*** Block opens ***

PR #47, opened 2023-05-19
Add case sensitive and whole word toggleable search options

hfr4:
Toggle search options via keyboard shortcut when search boxes are open (Alt + C / Alt + W by default like VSCode)
Toggle via mouse click on the "buttons" is not implemented.


focus-editor (commented):
I've tested the changes and they work as expected, thanks.

I would still like to make a few adjustments. I could merge your changes and then make the adjustments myself if you don't mind.

focus-editor:
Thanks - I will make the changes before the next release!

Issue #1027, opened 2016-11-18
Bring back docbook-based Maven tool-chain


sabbyanandan:
As a developer, I'd like to add the dockbook-based maven tool-chain, so we could support multi-page documentation format. We would have to undo what was addressed via: https://github.com/spring-cloud/spring-cloud-dataflow/pull/1009.

**Acceptance:**
- `/html` and `/htmlsingle` doc variants are available
- `/html` includes "multi-page" doc format
- `/htmlsingle` includes "single-page" doc format with TOC on the left pane

ghillert:
Hopefully we can revisit that once the following Asciidoctor issue has been resolved: https://github.com/asciidoctor/asciidoctor/issues/626

PR #1031, opened 2016-11-18
gh-1027 Bring back docbook-based Maven tool-chain

ghillert:
This reverts commit f707c9b9582874bacbe76ba456ac2fe8b9034c39 (gh-958 Use Asciidoctor's PDF generation)

Resolves https://github.com/spring-cloud/spring-cloud-dataflow/issues/1027


ericbottard:
Merged as a016e41 which also:
- removes asciidoctor-pdf generation
- removes docbook htmlsingle generation
- replaces that in the zip by the result of asciidoctor html5 backend (with left TOC)

PR #1033, opened 2016-11-21
Update banner.txt at server core

### LINKED ISSUE #1008: Modify the banner.txt in core to use  MANIFEST.MF values
We should change it to pull info from MANIFEST.MF using:

`${application.title} ${AnsiColor.GREEN}${application.formatted-version}${AnsiColor.DEFAULT}`

That way it is easier to manage this from the generated app

ilayaperumalg:
- corresponding fixes are at Data Flow Server implementations

Fixes #1008


ericbottard:
I really think we should either
- have only one banner in core and none in the server implementations (and it works as we want, which I'm not sure of)
or
- have banners ONLY in server impls (including local) but NOT in core

ericbottard:
And then I saw the other PRs.... 

Sorry :(

https://github.com/spring-cloud/spring-cloud-dataflow-server-kubernetes/pull/145/files

ilayaperumalg:
Yeah, I think with this PR we are going with option (1)

ericbottard:
Merged as fbbbf13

*** Block closes ***

TASK GOAL: What is the number of lines in the entries that include the string "would"? Reply with that number alone.

RESULT FOR THIS TASK: 2